The integration is performed by dividing the given interval into smaller intervals, and summing up the integral of those smaller intervals; the criteria used to split the interval uses the previous definition of error of Simpson's rule: if the integral over a subinterval does not satisfy the error estimation, the interval is split in two until the error is contained below a certain threshold.

In [4]:
def adaptive_integration(func, alpha, beta, tolerance=1e-4, interval_min=1e-3):
    """
    Compute the definite integral of function `func` on `interval`.

    :param func: function object to estimate definite integral
    :param alpha: left extreme of integration
    :param beta: right extreme of integration
    :param tolerance: minimum absolute tolerance allowed on error
    :param interval_min: minimum distance between extremis
    :returns: tuple containing integration result and number of sub-intervals,
              optional. Defaults to 1e-4.
    :raises ValueError: when interval extremes are below min or interval is
                        ill-posed
    """
    orig_start, orig_end = alpha, beta
    total_integral = 0
    num_interv = 0
    
    # Continue until alpha reaches the end of the interval of study.
    while abs(orig_end - alpha) > 1e-10:
        
        # Make sure we are within the limits
        if abs(beta - alpha) < interval_min or beta < alpha:
            msg = ("Attempting to compute the integral on points [{}, {}], "
                   "which are at distance {} < {} (minimum), or the end of "
                   "the interval is smaller than the start.")
            raise ValueError(msg.format(alpha, beta, beta - alpha,
                                        interval_min))
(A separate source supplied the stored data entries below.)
Issue #10, opened 2026-04-19
Native coroutine cancellation for RPC calls (client → cancel signal; server → handler Job cancelled)


Monkopedia:
## Motivation

Today, if the coroutine calling `execute()` on a JSON-RPC stub is cancelled, the `CompletableDeferred` awaiting a response is abandoned and no signal is sent to the remote side. On long-lived connections this leaks server-side work and state — the server keeps processing a request whose result nobody will read. Coroutine cancellation is idiomatic in Kotlin; it should propagate through RPC boundaries naturally rather than silently dropping on the floor.

## Proposed behavior

**Client side:** when the coroutine invoking a stub method is cancelled while awaiting a response, ksrpc signals cancellation to the remote side with the original request's id, then lets the `CancellationException` propagate.

**Server side:** when a cancellation signal arrives for a currently-handled request id, the `Job` running that handler is cancelled via standard coroutine cancellation.

Both sides: purely Kotlin-native. Consumers write ordinary coroutine code; cancellation just works.

## Design space — wire representation of "cancellation"

JSON-RPC 2.0 does not define cancellation. Concrete protocols invent their own conventions; LSP uses the notification `$/cancelRequest` with `{ id }`. Other JSON-RPC-based protocols may use different method names or have no cancel semantics at all.

Options for the implementer to weigh:

1. **Hard-code a convention** (e.g. LSP's `$/cancelRequest`). Fast; hostile to non-LSP users.
2. **Transport-level configuration** on `asJsonRpcConnection(...)` specifying the notification method name used for cancel. Opt-in; per-connection.
3. **Core-level primitive** ("cancel pending request X") in ksrpc-core, with ksrpc-jsonrpc taking a pluggable convention that translates to a specific wire message. Cleanest separation of concerns; more up-front design.

My lean is (3) but the implementer should decide.

## Scope

- Mechanism in ksrpc-core for cancellation propagation across RPC boundaries
- ksrpc-jsonrpc: emit and handle the cancel signal on the configured convention
- Tests covering both directions: client-cancel → server-handler-cancelled; server-cancel-signal → client-stub-throws (or completes early)

## Motivating use case

Blocks LSP client work in `Monkopedia/kodemirror` — `$/cancelRequest` is baseline functionality for any real-world language-server client (user types, triggering a completion; types again before the first completion returns; first request must be cancellable).

Monkopedia:
[...]

PR #26, opened 2026-04-19
Expose current RPC call (id, method) via coroutine context

### LINKED ISSUE #16: Expose current RPC call (id, method) via CoroutineContext inside handlers
## Motivation

Server-side handlers sometimes need to know their own request id or method name — for example, to emit follow-up notifications that reference the originating request (progress updates, partial results, streaming side-channels). Today this information is not accessible from within the handler coroutine; it is known to the dispatcher but not propagated.

## Proposed design

```kotlin
object CurrentRpcCall : CoroutineContext.Key<CurrentRpcCallElement>

class CurrentRpcCallElement(
    val id: JsonPrimitive?,  // null for notifications
    val method: String
) : CoroutineContext.Element {
    override val key: CoroutineContext.Key<*> get() = CurrentRpcCall
}

suspend fun currentRpcCall(): CurrentRpcCallElement? = coroutineContext[CurrentRpcCall]
```

ksrpc installs this element automatically in the coroutine context of every handler invocation. Handlers query it where needed:

```kotlin
override suspend fun longRunning(params: Params): Result {
    val call = currentRpcCall() ?: error("Not in an RPC call")
    reportProgress(call.id, "started")
    ...
}
```

## Design notes

- **Non-goal: cancellation.** This is not a request cancellation mechanism — see the separate native cancellation issue (#10). Handlers that want to co-operate with cancellation should use standard coroutine cancellation (`isActive`, `ensureActive`, suspension points).
- **Not propagated across calls.** When a handler fires off a further RPC call (even to the same connection), the new call is a fresh invocation; it does not inherit this element, and the nested stub invocation gets a clean coroutine context (or one managed by the stub itself).
- **`id` is protocol-typed.** For JSON-RPC specifically, `JsonPrimitive?` (null for notifications, string or integer otherwise) matches the wire type. If this element is generalized to other transports, the type may need to widen — implementer's call on the exact shape.

## Open design decisions

- Should the element also expose a reference to the current `SerializedService`, the caller's connection, or any other dispatcher-level context? Minimal scope says no — keep to id + method — but the mechanism could carry more.
- Is `CurrentRpcCallElement` the right name? Alternatives: `RpcCallContext`, `CurrentCall`, etc.

## Motivating use case

Blocks LSP client work in `Monkopedia/kodemirror`. LSP's progress reporting protocol requires server→client notifications that reference tokens given in the original request's params; handlers need access to context to correlate progress.

Monkopedia:
## Summary

Introduces `CurrentRpcCallElement` — a coroutine-context element carrying the in-flight RPC call's identity — plus a `currentRpcCall()` suspend accessor. Every transport dispatcher now installs this on the handler coroutine so server-side handlers can correlate follow-up traffic (progress notifications, streaming side-channels, partial-result pushes) with the originating request without the dispatcher having to wire it manually.

- `CurrentRpcCallElement(id: RpcCallId?, method: String)` in `com.monkopedia.ksrpc.channels`; `suspend fun currentRpcCall(): CurrentRpcCallElement?`.
- `JsonRpcWriterBase.launchRequestHandler` installs the element with `JsonRpcCallId(id)` (null id for notifications) and the request method.
- `PacketChannelBase.executeReceive` installs the element with `PacketCallId(channelId, messageId)` and the packet endpoint, for inbound request packets only.
- `RpcMethod.callChannel` strips the element from the caller's context before routing outbound stub calls, so a handler that fires a nested RPC does NOT leak its own call identity into the nested invocation — the nested inbound dispatch installs a fresh element on the remote side.

## Approach

**Reusing `RpcCallId` from #10.** #10 shipped `RpcCallId` (marker interface) with `PacketCallId(channelId: String, messageId: String)` in ksrpc-packets and `JsonRpcCallId(JsonPrimitive)` in ksrpc-jsonrpc, to key cancellation tracking. This change exposes that abstraction via the coroutine context and does NOT redefine it.

**Sealing note.** The task and the user-direction comment asked for `sealed interface RpcCallId`. Attempting `sealed` fails to compile: `PacketCallId` and `JsonRpcCallId` live in sibling Gradle modules (`ksrpc-packets`, `ksrpc-jsonrpc`), and Kotlin prohibits extending a sealed hierarchy from a different module. Collapsing the subtypes into `ksrpc-core` would violate the existing module boundary (transport-specific identifiers in transport modules). Kept as a non-sealed `interface` and expanded the doc to explain why — consumers that need a transport-specific view should `is` / cast to the subtype, which matches the pattern #10 already established inside `CancellationSupport`.

**Why strip in `callChannel`, not in the dispatch entrypoint.** `withContext(x)` merges `x` onto the caller's context — it cannot remove keys the caller already carries. The only way to strip `CurrentRpcCallElement` for the stub chain is to rebase on `coroutineContext.minusKey(...)`. Done once in `callChannel` (the stub-outbound path), with a comment covering the subtlety.

## Test plan

- [x] `./gradlew :ksrpc-core:jvmTest :ksrpc-packets:jvmTest :ksrpc-jsonrpc:jvmTest :ksrpc-test:jvmTest`
- [x] `./gradlew :ksrpc-core:linuxX64Test :ksrpc-packets:linuxX64Test :ksrpc-jsonrpc:linuxX64Test :ksrpc-test:linuxX64Test`
- [x] `./gradlew apiDump && ./gradlew apiCheck` — `.api` and `.klib.api` updated
- [x] `./gradlew ktlintCheck` on affected modules (pre-existing violations in `PacketCancellationTest.kt`, `RpcSubserviceLeakTest.kt`, `ReadWritePacketChannel.kt` are untouched by this change)

New test file `CurrentRpcCallTest.kt` covers:
- packet-transport handler sees a `PacketCallId` and the method name
- jsonrpc-transport handler sees a `JsonRpcCallId`
- jsonrpc notification handler sees a null id, method still populated (drives the notification path via a Unit-return stub method)
- nested stub call from within a handler sees a different (fresh) id, confirming the strip in `callChannel`
- handler that never touches `currentRpcCall()` continues to round-trip normally

Closes #16


Monkopedia:
Rebased onto current main (3337aab) which includes PR #24 (annotation propagation). Resolved one conflict in `ksrpc-core/api/ksrpc-core.klib.api` where both PRs added new classes at the same location — kept both `CurrentRpcCallElement` and `MethodMetadata`. Also corrected the JVM API dump (`ksrpc-core.api`) filename entry from `CurrentRpcCallKt` to `CurrentRpcCallElementKt`. All tests pass (ksrpc-core, ksrpc-test, ksrpc-jsonrpc, ksrpc-packets); apiCheck passes.

Monkopedia:
Reworked to address the code review. Force-pushed a single squashed commit (`340775f`) that replaces the previous PR contents on `issue-16-current-rpc-call`.

## What changed from the previous iteration

The element is now installed at exactly one central chokepoint — `RpcMethod.call()`, the single site that actually invokes `method.invoke(service, ...)`. Transports no longer install `CurrentRpcCallElement` themselves; they pass the wire-level call id explicitly through the dispatch signatures, and `RpcMethod.call()` does the install just before delegating to the handler.

### New shape

- `CurrentRpcCallElement(method: RpcMethod<*,*,*>, id: RpcCallId?)` — `method` is non-nullable (always installed around a concrete dispatch), `id` is nullable (null for in-process calls, HTTP, and jsonrpc notifications). Handlers now read `currentRpcCall()?.method.endpoint`, `.metadata`, etc. — the full `RpcMethod` is exposed.
- `RpcMethod.call(channel, service, input, callId)` — `callId: RpcCallId?` added as a required parameter. No defaults.
- `SerializedService.call(endpoint, input, callId)` and `SerializedChannel.call(channelId, endpoint, data, callId)` — `callId: RpcCallId?` added as a required parameter on both overloads. No defaults.
- `JsonRpcChannel.execute(method, message, isNotify, id: JsonPrimitive?)` — `id` added so the writer can forward the request id through to the serialized channel.
- `RpcMethod.callChannel` restored to its pre-PR shape (only the `withContext(channel.context.minusKey(Job))` from PR #10). No more `CurrentRpcCallElement` stripping — unnecessary, because each destination's `RpcMethod.call()` installs its own fresh element.

### Transport changes

- `JsonRpcWriterBase.launchRequestHandler` — no `CurrentRpcCallElement` install. It forwards the incoming `message.id` to `channel.execute(method, params, isNotify, id)`.
- `JsonRpcServiceWrapper.execute` — builds `JsonRpcCallId(id)` (if id != null) and passes it as `callId` to the underlying `SerializedService.call(...)`.
- `PacketChannelBase.executeReceive` — no `CurrentRpcCallElement` install. Builds `PacketCallId(channelId, messageId)` and passes it as `callId` to `serviceChannel.call(...)`.
- HTTP server routing passes `callId = null` (HTTP has no wire-level correlation id).
- Client-side stub path (`RpcMethod.callChannel` → `channel.call(...)`) passes `callId = null` (the stub allocates its own wire id at the transport layer; that's separate from the handler-visible id).

### BCV

This is a pre-1.0 BCV break — required parameters added, no defaults. `.api` and `.klib.api` updated via `apiDump` (committed). `apiCheck` passes.

### Verification

- `./gradlew :ksrpc-test:jvmTest :ksrpc-test:linuxX64Test` — pass
- `./gradlew :ksrpc-jsonrpc:jvmTest :ksrpc-packets:jvmTest :ksrpc-introspection:jvmTest` — pass
- `./gradlew :compiler:ksrpc-compiler-plugin:test` — pass (the plugin only emits `callChannel`, which kept its existing 2-arg signature, so no plugin changes were needed)
- `./gradlew apiCheck` — pass
- ktlint on all touched files — pass (remaining violations in the repo are pre-existing in untouched files)

### Notes

- The `UnhandledMethodHandler` fallback path merged in #25 was rebased cleanly: `HostSerializedServiceImpl.call` now takes `callId` and forwards it to `rpcEndpoint.call(this, service, input, callId)`, with the unhandled-method fallback preserved untouched around the endpoint lookup.
- The `MultiChannelRaceTest.testNoMultiChannelFailureWhenResponseArrivesAfterClose` and `PacketCancellationTest.cancellationBeforeResponseDoesNotLeakPendingState` tests are flaky under local JDK 21 `linuxX64Test` — they passed on re-run and on the pre-rework base, so the flake is unrelated to these changes.

Co-Authored-By: Claude Opus 4 (1M context) <noreply@anthropic.com>

PR #34, opened 2026-04-19
Add SerializedChannel overload to serveWebsocket for parity with serve

### LINKED ISSUE #22: ksrpc-ktor-websocket-server: add SerializedChannel overload to serveWebsocket for parity with serve
Minor symmetry issue surfaced by the #4 audit.

HTTP serve has two overloads:

```
public static final fun serve (Routing; String; SerializedChannel; KsrpcEnvironment)
public static final fun serve (Routing; String; SerializedService; KsrpcEnvironment)
```

WebSocket serve has only one:

```
public static final fun serveWebsocket (Routing; String; SerializedService; KsrpcEnvironment)
```

Either:
- Add `SerializedChannel` overload for WS so both transports accept the same arg shapes, or
- Intentionally drop the `SerializedChannel` overload on HTTP and document the reason.

This is also partly covered by #19 (transport naming unification) but calling it out separately so it doesn't get lost if #19 goes a different direction.

Refs #4, #19

Monkopedia:
## Summary
- Adds a `serveWebsocket(basePath, channel: SerializedChannel<String>, env)` overload mirroring the existing `serve` pair in `HttpStream.kt`, so callers that already own a dispatch-side channel can plug it into the websocket transport without unpacking the root service.
- The new overload reuses the existing `WebsocketPacketChannel.connect` wiring via a small `ChannelBackedSerializedService` adapter that prefers `ChannelClient.defaultChannel()` (preserving close hooks and sub-service routing for the common `HostSerializedChannelImpl` / `Connection` case) and falls back to dispatching against `ChannelClient.DEFAULT` when the supplied channel does not implement `ChannelClient`.
- Refreshes `ksrpc-ktor-websocket-server.api` / `.klib.api` to expose the new symbol and adds a parallel type-reference test for the overload alongside the existing one.

## Test plan
- [x] `./gradlew :ksrpc-ktor-websocket-server:apiDump :ksrpc-ktor-websocket-server:apiCheck`
- [x] `./gradlew :ksrpc-ktor-websocket-server:ktlintCheck`
- [x] `./gradlew :ksrpc-ktor-websocket-server:jvmTest`
- [x] `./gradlew :ksrpc-test:jvmTest --tests "*Websocket*"` (existing websocket transport coverage still green)

Closes #22

Generated with Claude Code


Monkopedia:
Deferring — the adapter approach doesn't match any existing pattern in the codebase. Doing this properly requires refactoring PacketChannelBase to accept an injectable dispatch target, which is a medium-size change. Filed as a follow-up; not blocking 1.0.0.

PR #35, opened 2026-04-19
@KsNotification sibling annotation for explicit notification opt-in

### LINKED ISSUE #12: @KsNotification sibling annotation (explicit opt-in for notifications)
## Motivation

The current "Unit-return ⇒ JSON-RPC notification" heuristic has known gaps flagged in the README's TODO:

- Requests that return `null` cannot use `Unit` and must be forced into `JsonElement?` shape, which is noise at call sites.
- A future protocol request that happens to return nothing useful can't share the same Kotlin idiom as a genuine notification.
- There is no compile-time signal distinguishing "fire-and-forget" from "awaited but returns no data", which are meaningfully different protocol semantics.

Explicit opt-in removes the ambiguity and lets the compiler enforce correctness.

## Proposed design

Introduce `@KsNotification` as a sibling annotation to `@KsMethod`:

```kotlin
@KsService
interface MyService : RpcService {
    @KsMethod("/subscribe")
    @KsNotification
    suspend fun subscribe(req: SubscribeReq)

    @KsMethod("/shutdown")
    suspend fun shutdown(u: Unit): JsonElement?  // request that returns null — explicit, no heuristic
}
```

### Rules

- Compile-time **error** if `@KsNotification` is applied to a method whose return type is not `Unit`. (Notifications by definition have no reply; a return value on the Kotlin side would never be populated.)
- ksrpc-jsonrpc reads the annotation and sends notifications (no `id`, no response awaited).
- Transports without a notification/request distinction (e.g. plain HTTP) are free to ignore it.

## Infrastructure

## Migration policy — open question

Two options; implementer chooses:

**(a) Hard break at 1.0.** A Unit-return method with only `@KsMethod` is no longer treated as a notification — it is a request whose response happens to carry no data. Existing users must add `@KsNotification` where they meant notification.

**(b) One-release deprecation.** Unit-return + `@KsMethod` with no `@KsNotification` continues to be treated as a notification but emits a compiler warning instructing the user to add the annotation. Remove the heuristic in the next release.

No preference from this issue's motivating user; pre-1.0 breaking change is acceptable.

## Motivating use case

Blocks LSP client work in `Monkopedia/kodemirror`. LSP has 26 notifications and 67 requests, several of which return nullable types (e.g. `shutdown`, `textDocument/willSaveWaitUntil`). The current heuristic is ambiguous for these.

Monkopedia:
## Summary
- Adds `@KsNotification` annotation in `ksrpc-api` as a `@KsMethodMetadata`-annotated sibling of `@KsMethod`, marking methods as JSON-RPC notifications (fire-and-forget, no response)
- Replaces the implicit "Unit return = notification" heuristic in `JsonRpcSerializedChannel` with explicit `RpcMethod.isNotification` metadata check
- Adds compile-time validation in the compiler plugin: `@KsNotification` on a non-Unit-return method emits a compilation error

## Approach
The old heuristic was in `JsonRpcSerializedChannel.call(RpcMethod, ...)` line 41:
```kotlin
call(endpoint.endpoint, input, !endpoint.hasReturnType)
```
This treated every Unit-returning method as a notification. Replaced with:
```kotlin
call(endpoint.endpoint, input, endpoint.isNotification)
```
where `isNotification` checks for the `@KsNotification` metadata entry propagated by the existing annotation infrastructure from PR #24.

**Migration (hard break, option (a)):** Unit-return methods without `@KsNotification` are now normal requests. Users relying on the old heuristic must add `@KsNotification` where they intended notification behavior.

## Test plan
- [x] **Compile-time validation:** `KsNotificationValidationTest` - `@KsNotification` on Unit-return compiles; on non-Unit-return fails with clear error
- [x] **Runtime metadata propagation:** `MethodMetadataPropagationTest` - `@KsNotification` method has metadata entry; `isNotification` returns true; plain/Unit-without-annotation methods return false
- [x] **Transport behavior:** `JsonRpcSerializedChannelNotifyTest` - Unit-return without `@KsNotification` uses request path (migration); with `@KsNotification` uses notify path
- [x] **Integration:** `CurrentRpcCallTest.jsonRpcNotificationHandlerSeesNullId` - updated to use `@KsNotification`, verifies end-to-end notification flow
- [x] API dump updated (`apiDump` + `apiCheck` pass)
- [x] ktlint passes on changed modules

Closes #12

### DIFF
--- a/compiler/plugin/src/main/java/FqConstants.kt
+++ b/compiler/plugin/src/main/java/FqConstants.kt
@@ -66,6 +66,7 @@ object FqConstants {
     val KS_SERVICE = FqName("com.monkopedia.ksrpc.annotation.KsService")
     val KS_INTROSPECTABLE = FqName("com.monkopedia.ksrpc.annotation.KsIntrospectable")
     val KS_METHOD_METADATA = FqName("com.monkopedia.ksrpc.annotation.KsMethodMetadata")
+    val KS_NOTIFICATION = FqName("com.monkopedia.ksrpc.annotation.KsNotification")
 
     val METHOD_METADATA = ClassId(FQPKG, Name.identifier("MethodMetadata"))
     val METADATA_VALUE = ClassId(FQPKG, Name.identifier("MetadataValue"))
--- a/compiler/plugin/src/main/java/KsrpcIrGenerationExtension.kt
+++ b/compiler/plugin/src/main/java/KsrpcIrGenerationExtension.kt
@@ -59,6 +59,9 @@ class KsrpcIrGenerationExtension(private val report: MessageCollector) : IrGener
                 serviceMethod.function,
                 serviceMethod.ksMethodAnnotation,
                 names
+            ) && validateNotification(
+                cls.irClass,
+                serviceMethod
             ) && current
         }
     }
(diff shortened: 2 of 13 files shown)


Monkopedia:
Reworked per review feedback in b591ec5: removed `RpcMethod.isNotification` from ksrpc-core and moved the helper to a private top-level extension in `ksrpc-jsonrpc`. Tests updated to assert on metadata lookup directly. BCV dumps updated. All verification passed (core/test/jsonrpc tests, apiDump, apiCheck).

        # Compute an initial integral, then use it to compute the error.
        integr_simple = simpson_rule(func, alpha, beta)
        err, integr_halves = simpson_error(func, alpha, beta,
                                           previous_integr=integr_simple)

        # To guarantee a great accuracy on the whole interval (a, b), we set a
        # constraint on the error.
        if err * 0.1 < tolerance * (beta - alpha) / (orig_end - orig_start):
            num_interv += 1

            # Since we know that the error is below the tolerance set, we can use
            # the more precise integral computed when estimating the error.
            total_integral += integr_halves

            # Shift and limit the next interval to the original interval end.
            alpha, beta = beta, min(beta + 2 * (beta - alpha), orig_end)

        else:
            # If the error is larger than the tolerance, halve the interval.
            beta = (beta + alpha) * 0.5

    return total_integral, num_interv

### Example on $\int_{-3}^{4} \tan^{-1}(10 x)\,dx$

We now test the adaptive numerical integration function just created, on the integrand $\int \tan^{-1}(10x)\,dx$, which can be analytically solved:
$$ \int_{-3}^{4} \tan^{-1}(10x)\,dx = x \tan^{-1}10x - ln(1 + (10 x)^2)/(10 \cdot 2) \bigr|_{-3}^{\;4} = \\
= 4\,tan^{-1}(40) + 3\,tan^{-1} (-30) - \frac{1}{20} ln(1601/901) = 1.542036217$$
as reported by [[Quarteroni]](https://www.amazon.it/Matematica-Numerica-Unitext-Quarteroni/dp/8847000777), page 291; the MatLab implementation subdivides the interval in 38 sub-intervals, and 77 function evaluations on the example problem.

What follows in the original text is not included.